* **TASK ITEM**: Reproduce all of the data, making sure that no line differs from the original.

* **SOURCE DATA**:
PR #1271, opened 2025-07-14
IEP-1600 EspConfigParser refactoring

sigmaaa:
## Description

The goal of this PR is to optimize EspConfigParser by using faster gson instead of json-simple, load the config file only once in the constructor, and avoid unnecessary exceptions like java.io.FileNotFoundException: \esp-config.json (The system cannot find the file specified)

Fixes # ([IEP-1600](https://jira.espressif.com:8443/browse/IEP-1600))

## Type of change

## How has this been tested?

- Verify Launch Target by comparing the selected target and the boards/config that appear
- Verify Launch/Flash/Debug
- Verify there is no exception when esp-config.json is missing

**Test Configuration**:
* ESP-IDF Version:

- Launch Target
- New Project Wizard
- Launch/Debug

## Checklist
- [ ] PR Self Reviewed
- [ ] Applied Code formatting
- [ ] Added Documentation
- [ ] Added Unit Test

## Summary by CodeRabbit

* **Refactor**
  * Improved performance and reliability of ESP configuration handling by optimizing how configuration files are read and parsed.
  * Enhanced type safety and error handling for ESP board and target configurations.
  * Updated UI components to use the new board data model for displaying and selecting ESP boards.

* **Tests**
  * Added comprehensive tests to verify correct parsing and retrieval of ESP targets, flash voltages, and board configurations.

* **Chores**
  * Introduced a new sample configuration file for testing and reference.
  * Updated package exports to support the new configuration parser structure.


AndriiFilippov (approved):

bundles/com.espressif.idf.core/src/com/espressif/idf/core/util/EspConfigParser.java
```diff
@@ -15,124 +14,126 @@
...
+	}
+
+	private static class Option
+	{
+		String name;
+		List<String> values;
+	}
+
+	private static class Board
+	{
```
alirana01: Hi @sigmaaa this doesn't feel right to have these classes as static inside the parser. Can we please move them to a separate package. I guess the whole class should be moved out of util and inside a package lets say named configparser 

configparser 
|----- vo
            | --- EspConfig.java
            | --- Target
            | --- Option
            | --- ***
|----- EspConfigParser.java


This will keep extensibility and SRD intact and if you think we need to avoid reuse why not just keep the visibility to default or package only?

bundles/com.espressif.idf.launch.serial.ui/src/com/espressif/idf/launch/serial/ui/internal/NewSerialFlashTargetWizardPage.java
alirana01, line 1: If we take care of moving POJOs out of the class as static I guess we can use them directly here and avoid having a map.

bundles/com.espressif.idf.core/src/com/espressif/idf/core/util/EspConfigParser.java
d-almazov: Hi @alirana01,
Thanks a lot for the feedback!

I see your point about SRP and extensibility. I kept the models as static inner classes since they’re small, tightly scoped to the parser, and not reused elsewhere. The goal was to keep parsing logic and related structures encapsulated.

From an SRP perspective, I think this still holds, and I followed the YAGNI principle here, as I don’t expect these models to grow or be reused.

That said, I fully agree that using POJOs over maps improves clarity and type safety — and in this case, public inner classes could serve that purpose too.

Your suggestion to move them to separate files also makes sense — just wanted to share the reasoning behind the current setup.

sigmaaa:
Hi @alirana01,

Thanks for the review. I've addressed the comments in the commit.

AndriiFilippov:
LGTM 👍

AndriiFilippov (approved):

* **SOLUTION TO THE EXERCISE**:
PR #1271, opened 2025-07-14
IEP-1600 EspConfigParser refactoring

sigmaaa:
## Description

The goal of this PR is to optimize EspConfigParser by using faster gson instead of json-simple, load the config file only once in the constructor, and avoid unnecessary exceptions like java.io.FileNotFoundException: \esp-config.json (The system cannot find the file specified)

Fixes # ([IEP-1600](https://jira.espressif.com:8443/browse/IEP-1600))

## Type of change

## How has this been tested?

- Verify Launch Target by comparing the selected target and the boards/config that appear
- Verify Launch/Flash/Debug
- Verify there is no exception when esp-config.json is missing

**Test Configuration**:
* ESP-IDF Version:

- Launch Target
- New Project Wizard
- Launch/Debug

## Checklist
- [ ] PR Self Reviewed
- [ ] Applied Code formatting
- [ ] Added Documentation
- [ ] Added Unit Test

## Summary by CodeRabbit

* **Refactor**
  * Improved performance and reliability of ESP configuration handling by optimizing how configuration files are read and parsed.
  * Enhanced type safety and error handling for ESP board and target configurations.
  * Updated UI components to use the new board data model for displaying and selecting ESP boards.

* **Tests**
  * Added comprehensive tests to verify correct parsing and retrieval of ESP targets, flash voltages, and board configurations.

* **Chores**
  * Introduced a new sample configuration file for testing and reference.
  * Updated package exports to support the new configuration parser structure.


AndriiFilippov (approved):

bundles/com.espressif.idf.core/src/com/espressif/idf/core/util/EspConfigParser.java
```diff
@@ -15,124 +14,126 @@
...
+	}
+
+	private static class Option
+	{
+		String name;
+		List<String> values;
+	}
+
+	private static class Board
+	{
```
alirana01: Hi @sigmaaa this doesn't feel right to have these classes as static inside the parser. Can we please move them to a separate package. I guess the whole class should be moved out of util and inside a package lets say named configparser 

configparser 
|----- vo
            | --- EspConfig.java
            | --- Target
            | --- Option
            | --- ***
|----- EspConfigParser.java


This will keep extensibility and SRD intact and if you think we need to avoid reuse why not just keep the visibility to default or package only?

bundles/com.espressif.idf.launch.serial.ui/src/com/espressif/idf/launch/serial/ui/internal/NewSerialFlashTargetWizardPage.java
alirana01, line 1: If we take care of moving POJOs out of the class as static I guess we can use them directly here and avoid having a map.

bundles/com.espressif.idf.core/src/com/espressif/idf/core/util/EspConfigParser.java
d-almazov: Hi @alirana01,
Thanks a lot for the feedback!

I see your point about SRP and extensibility. I kept the models as static inner classes since they’re small, tightly scoped to the parser, and not reused elsewhere. The goal was to keep parsing logic and related structures encapsulated.

From an SRP perspective, I think this still holds, and I followed the YAGNI principle here, as I don’t expect these models to grow or be reused.

That said, I fully agree that using POJOs over maps improves clarity and type safety — and in this case, public inner classes could serve that purpose too.

Your suggestion to move them to separate files also makes sense — just wanted to share the reasoning behind the current setup.

sigmaaa:
Hi @alirana01,

Thanks for the review. I've addressed the comments in the commit.

AndriiFilippov:
LGTM 👍

AndriiFilippov (approved):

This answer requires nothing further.